Authors: Matthias Anderer and Feng Li
Abstract: Hierarchical forecasting with intermittent time series is a challenge in both research and empirical studies. Extensive research focuses on improving the accuracy of each hierarchy, especially the intermittent time series at bottom levels. Then hierarchical reconciliation could be used to improve the overall performance further. In this paper, we present a hierarchical-forecasting-with-alignment approach that treats the bottom level forecasts as mutable to ensure higher forecasting accuracy on the upper levels of the hierarchy. We employ a pure deep learning forecasting approach N-BEATS for continuous time series at the top levels and a widely used tree-based algorithm LightGBM for the intermittent time series at the bottom level. The hierarchical-forecasting-with-alignment approach is a simple yet effective variant of the bottom-up method, accounting for biases that are difficult to observe at the bottom level. It allows suboptimal forecasts at the lower level to retain a higher overall performance. The approach in this empirical study was developed by the first author during the M5 Forecasting Accuracy competition, ranking second place. The method is also business orientated and could benefit for business strategic planning.
This paper proposes a hierarchical-forecasting-with-alignment approach that focuses on improving the point forecast accuracy for upper levels by aligning the high accuracy top level forecasts with the aggregated bottom level forecasts in a hierarchical time series setting. The proposed top-down alignment approach ensures low forecasting errors on the upper levels of the hierarchy and improves the overall forecasting performance for an equally weighted metric like WRMSSE. Our research sheds light on an orthogonal direction for forecasting reconciliation, as suggested in e.g., Wickramasuriya (2019), allowing some suboptimal forecasts at the lower level while retaining the accuracy on upper levels.

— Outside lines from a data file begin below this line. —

PR #228, opened 2024-06-25
Fix Gen3Index create_record to return the full record

k-burt-uch:
### Bug Fixes
- Fix Gen3Index create_record to return the created indexd record, rather than just the did, rev and base_id.


gen3/index.py
```diff
@@ -443,15 +442,9 @@ def create_record(
         }
         if did:
             json["did"] = did
-        resp = self.client._post(
-            "index/",
-            headers={"content-type": "application/json"},
-            data=client.json_dumps(json),
-            auth=self.client.auth,
-        )
-        raise_for_status_and_print_error(resp)
```
AlbertSnows, line 452: Do we care about preserving the print status? I didn't see it in the create function.

AlbertSnows (approved):
Approved assuming the answer is no to the print status question. Couldn't really read the html stuff but I assume that is auto generated.

gen3/index.py
k-burt-uch: I don't think so - it wasn't there prior to the change that caused the bug and indexclient handles the error here: https://github.com/uc-cdis/indexclient/blob/master/indexclient/client.py#L417 so its most likely redundant.

AlbertSnows (approved):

The hierarchical forecasting with alignment approach is straightforward to implement in practice. Improving overall forecasting performance requires accurate forecasting on the top level of the hierarchy. We employ the state-of-the-art deep learning forecasting approach N-BEATS for continuous time series at the top levels and a widely used tree-based algorithm LightGBM with non-time series features for the bottom level intermittent time series. Both methods are easy to use and effortless to scale up with massive time series. It is worth mentioning that the presented framework is general, and one could easily replace N-BEATS and LightGBM with other appropriate forecasting algorithms.
One notable difference compared to other approaches in the M5 competition is that the approach focuses on improving the forecasting accuracy on the continuous upper levels. We do not directly take the forecasting accuracy from bottom level intermittent time-series as our central attention, and the bottom level forecasts are treated as mutable to ensure the hierarchical alignment. However, special combination techniques could improve the accuracy of intermittent time series forecasting.
Although we focus on the point forecast in this paper, the probabilistic forecast with the presented scheme should be straightforward to implement with a corresponding probabilistic loss function. Another direction for future research is finding the best combination of top-level and bottom-level models. At the moment, the forecasting for the upper levels and the bottom level is done independently. To utilize the information across hierarchical levels, we could consider a joint modeling scheme together with the alignment approach, or alignment with multiple levels in the future study. Combining the top-down alignment with other reconciliation methods is also possible but needs further investigation.